Trotz einer zwischen den USA und Russland vermittelten und ausgehandelten Waffenruhe kämpfen alle Kriegsparteien in Syrien weiter. In Aleppo liefert sich die Koalition aus russischen und Regierungstruppen von Präsident Bashar al-Assad schwerste Kämpfe mit bewaffneten Gruppen von Rebellen und anderen Assad-Gegnern.

Die Opfer sind vor allem Einwohner, die noch nicht aus der belagerten Stadt geflohen sind, und zivile Hilfsorganisationen, wie die "Weißhelme". Augenzeugen berichten vom Einsatz von Phosphor- und Splitterbomben bei den massiven Luftschlägen und davon, dass Teile der Bevölkerung seit Tagen keinen Zugang mehr zu Trinkwasser haben.

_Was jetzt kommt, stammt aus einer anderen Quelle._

PR #2045, opened 2022-08-23
Upgrade golangci-lint, fix reported issues and remove security make rule

iblancasa:

- Ugraded `golangci-lint` from `1.46.2` to `1.48.0`
- Removed `security` unneeded make rule
- Fix new reported issues


tests/assert-jobs/utils/elasticsearch/elasticsearch.go
```diff
@@ -221,7 +221,7 @@ func executeEsRequest(es EsConnection, httpMethod, api string, body []byte) ([]b
 			Certificates: []tls.Certificate{es.Certificate},
 			RootCAs:      es.RootCAs,
 		}
-		tlsConfig.BuildNameToCertificate()
+
```
frzifus, line 224: What is the effect of this change?

iblancasa: It seems in newer versions is not needed anymore. I ran all the E2E tests in OpenShift and they passed

frzifus (approved):

PR #2051, opened 2022-08-24
Cleanup tools dependencies installation

iblancasa:
- Add some unification to how the tools are installed
- Fix `envtest` installation
- Download some tools (like `operator-sdk`) only if they were not downloaded
- Fix some make dependency rules
- Remove `golint` usage since we have `golangci-lint`
- Allow usage of tools installed in other paths via Makefile vars (like `KIND` or `KUSTOMIZE`)


Makefile
```diff
@@ -337,9 +341,10 @@ CONTROLLER_GEN = $(shell pwd)/bin/controller-gen
 controller-gen: ## Download controller-gen locally if necessary.
 	$(VECHO)./hack/install/install-controller-gen.sh
 
-ENVTEST = $(shell pwd)/bin/setup-envtest
-envtest: ## Download envtest-setup locally if necessary.
-	$(VECHO) GOBIN=$(shell pwd)/bin go install sigs.k8s.io/controller-runtime/tools/setup-envtest@latest
+.PHONY: envtest
+envtest: $(ENVTEST) ## Download envtest-setup locally if necessary.
+$(ENVTEST): $(LOCALBIN)
+	test -s $(ENVTEST) || GOBIN=$(LOCALBIN) go install sigs.k8s.io/controller-runtime/tools/setup-envtest@latest
```
frzifus, line 347: would it make sense to use here a specific version?

iblancasa: I had the same thought. But look at [the instructions to upgrade to `operator-sdk` `1.23.0`](https://v1-23-x.sdk.operatorframework.io/docs/upgrading-sdk-version/v1.23.0/#gov3-fix-makefile-targets-to-not-download-binaries-when-they-are-found-already): it seems it's expected (or good practice or something) to use `latest`

frzifus (approved):

PR #2055, opened 2022-08-25
Migrate autoscaling v2beta2 to v2 for Kubernetes 1.26

### LINKED ISSUE #1965: Migrate autoscaling v2beta2 to v2 for Kubernetes 1.26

Die wenigen verbleibenden Ärzte und Chirurgen arbeiten nahezu durchgehend, müssen jedoch viele Verletzte aufgeben, da ihnen Ausrüstung und Medikamente fehlen.

Mit 2,5 Millionen Einwohnern war Aleppo vor Kriegsbeginn die zweitgrößte Stadt Syriens. 275.000 - 300.000 Menschen sollen sich immer noch im seit 85 Tagen belagerten Ostteil der Stadt befinden.